Dataset entries:
◆ ◆ ◆ ◆ ◆

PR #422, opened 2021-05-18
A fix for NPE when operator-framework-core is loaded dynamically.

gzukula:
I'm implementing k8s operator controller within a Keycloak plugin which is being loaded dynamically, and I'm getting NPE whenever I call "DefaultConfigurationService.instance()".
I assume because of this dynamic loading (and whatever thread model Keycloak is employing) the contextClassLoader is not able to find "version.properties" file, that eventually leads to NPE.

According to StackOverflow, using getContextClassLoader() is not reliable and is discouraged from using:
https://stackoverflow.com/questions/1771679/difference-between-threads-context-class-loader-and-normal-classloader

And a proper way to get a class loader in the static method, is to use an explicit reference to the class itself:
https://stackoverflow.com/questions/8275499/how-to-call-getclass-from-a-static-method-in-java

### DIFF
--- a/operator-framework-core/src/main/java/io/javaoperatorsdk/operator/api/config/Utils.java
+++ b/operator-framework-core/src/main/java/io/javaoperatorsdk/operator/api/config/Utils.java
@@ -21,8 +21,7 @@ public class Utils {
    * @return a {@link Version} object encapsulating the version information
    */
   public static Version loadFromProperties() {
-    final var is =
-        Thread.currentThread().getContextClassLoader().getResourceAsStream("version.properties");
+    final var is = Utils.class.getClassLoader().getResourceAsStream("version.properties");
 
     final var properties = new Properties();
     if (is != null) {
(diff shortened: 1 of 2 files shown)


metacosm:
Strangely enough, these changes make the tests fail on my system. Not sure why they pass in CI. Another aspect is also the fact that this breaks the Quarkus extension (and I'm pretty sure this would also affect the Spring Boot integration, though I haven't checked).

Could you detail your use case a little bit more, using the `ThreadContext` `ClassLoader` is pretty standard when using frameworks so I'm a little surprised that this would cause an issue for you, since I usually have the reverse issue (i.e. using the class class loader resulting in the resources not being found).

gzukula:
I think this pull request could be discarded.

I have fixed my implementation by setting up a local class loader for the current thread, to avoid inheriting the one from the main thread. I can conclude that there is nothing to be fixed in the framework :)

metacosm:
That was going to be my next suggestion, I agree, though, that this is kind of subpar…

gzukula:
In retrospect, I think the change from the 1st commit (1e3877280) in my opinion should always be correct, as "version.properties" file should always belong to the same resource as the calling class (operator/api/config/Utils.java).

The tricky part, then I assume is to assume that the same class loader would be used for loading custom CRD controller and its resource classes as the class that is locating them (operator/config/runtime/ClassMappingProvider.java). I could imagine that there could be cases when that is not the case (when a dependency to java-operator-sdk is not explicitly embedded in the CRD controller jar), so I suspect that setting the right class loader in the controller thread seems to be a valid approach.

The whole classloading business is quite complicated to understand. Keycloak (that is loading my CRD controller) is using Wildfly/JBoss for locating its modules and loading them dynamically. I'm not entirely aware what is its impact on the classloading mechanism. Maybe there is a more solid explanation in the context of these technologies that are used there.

◆ ◆ ◆ ◆ ◆

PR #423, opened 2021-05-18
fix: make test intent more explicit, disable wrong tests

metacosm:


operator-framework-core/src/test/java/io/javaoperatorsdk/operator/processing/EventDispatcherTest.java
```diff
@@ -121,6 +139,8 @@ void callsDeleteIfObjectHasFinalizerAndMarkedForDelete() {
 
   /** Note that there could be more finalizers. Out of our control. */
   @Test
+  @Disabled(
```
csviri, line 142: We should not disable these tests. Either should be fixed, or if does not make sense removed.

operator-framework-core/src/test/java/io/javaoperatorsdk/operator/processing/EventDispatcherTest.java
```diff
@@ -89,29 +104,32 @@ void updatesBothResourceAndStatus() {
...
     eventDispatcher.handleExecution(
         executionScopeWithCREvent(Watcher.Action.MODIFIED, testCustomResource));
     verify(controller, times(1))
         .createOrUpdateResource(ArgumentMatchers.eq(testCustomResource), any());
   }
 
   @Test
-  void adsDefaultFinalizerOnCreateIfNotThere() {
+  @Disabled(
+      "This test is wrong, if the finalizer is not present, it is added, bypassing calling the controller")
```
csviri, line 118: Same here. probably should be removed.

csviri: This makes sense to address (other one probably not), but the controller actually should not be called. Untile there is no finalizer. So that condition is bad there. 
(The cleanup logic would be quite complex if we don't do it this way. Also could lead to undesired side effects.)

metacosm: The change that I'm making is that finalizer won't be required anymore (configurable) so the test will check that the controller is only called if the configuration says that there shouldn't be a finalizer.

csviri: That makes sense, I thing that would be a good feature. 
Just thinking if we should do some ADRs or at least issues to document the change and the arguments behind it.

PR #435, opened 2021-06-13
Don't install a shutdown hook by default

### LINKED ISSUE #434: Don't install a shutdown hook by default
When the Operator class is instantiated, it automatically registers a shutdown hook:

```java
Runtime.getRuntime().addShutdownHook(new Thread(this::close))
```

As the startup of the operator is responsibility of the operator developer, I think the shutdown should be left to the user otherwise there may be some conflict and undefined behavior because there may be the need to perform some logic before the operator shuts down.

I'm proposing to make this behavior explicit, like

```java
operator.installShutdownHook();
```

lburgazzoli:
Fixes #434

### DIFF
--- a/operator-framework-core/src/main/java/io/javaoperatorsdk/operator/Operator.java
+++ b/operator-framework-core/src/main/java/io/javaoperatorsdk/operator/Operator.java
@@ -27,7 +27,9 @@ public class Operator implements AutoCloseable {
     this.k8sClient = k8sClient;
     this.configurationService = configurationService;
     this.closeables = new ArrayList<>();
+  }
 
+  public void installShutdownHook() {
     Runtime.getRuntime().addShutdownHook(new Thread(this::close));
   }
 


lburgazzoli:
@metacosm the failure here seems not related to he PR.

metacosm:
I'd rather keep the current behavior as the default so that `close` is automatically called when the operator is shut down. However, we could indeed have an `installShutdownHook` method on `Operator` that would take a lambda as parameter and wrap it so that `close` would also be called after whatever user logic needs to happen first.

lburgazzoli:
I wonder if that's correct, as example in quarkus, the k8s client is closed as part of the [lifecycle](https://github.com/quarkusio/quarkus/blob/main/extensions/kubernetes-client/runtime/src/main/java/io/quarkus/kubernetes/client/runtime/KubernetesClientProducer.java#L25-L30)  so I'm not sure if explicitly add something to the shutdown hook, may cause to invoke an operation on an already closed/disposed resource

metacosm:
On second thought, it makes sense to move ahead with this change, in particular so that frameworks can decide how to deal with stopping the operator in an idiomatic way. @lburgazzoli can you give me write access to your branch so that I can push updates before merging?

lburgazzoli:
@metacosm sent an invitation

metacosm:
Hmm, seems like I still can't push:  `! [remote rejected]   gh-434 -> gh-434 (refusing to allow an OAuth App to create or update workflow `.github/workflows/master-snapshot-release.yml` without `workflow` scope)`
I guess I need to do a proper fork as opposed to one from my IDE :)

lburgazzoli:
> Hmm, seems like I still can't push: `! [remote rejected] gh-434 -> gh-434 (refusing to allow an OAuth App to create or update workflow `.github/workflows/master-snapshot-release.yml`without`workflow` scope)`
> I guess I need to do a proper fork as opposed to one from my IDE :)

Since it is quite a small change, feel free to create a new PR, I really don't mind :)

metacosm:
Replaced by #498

◆ ◆ ◆ ◆ ◆

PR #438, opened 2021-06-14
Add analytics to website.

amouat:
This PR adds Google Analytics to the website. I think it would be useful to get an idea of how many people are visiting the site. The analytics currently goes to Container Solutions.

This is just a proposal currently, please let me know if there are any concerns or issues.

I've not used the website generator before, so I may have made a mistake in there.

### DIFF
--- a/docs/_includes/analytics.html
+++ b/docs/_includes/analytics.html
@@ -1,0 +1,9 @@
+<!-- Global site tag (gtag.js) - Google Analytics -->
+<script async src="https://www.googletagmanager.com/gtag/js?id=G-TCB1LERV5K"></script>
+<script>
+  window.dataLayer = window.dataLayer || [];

◆ ◆ ◆ ◆ ◆

ABOUT THIS EXERCISE:
Scanning the data above, copy out every line where "removed" is found.

EXERCISE RESPONSE:
csviri, line 142: We should not disable these tests. Either should be fixed, or if does not make sense removed.
csviri, line 118: Same here. probably should be removed.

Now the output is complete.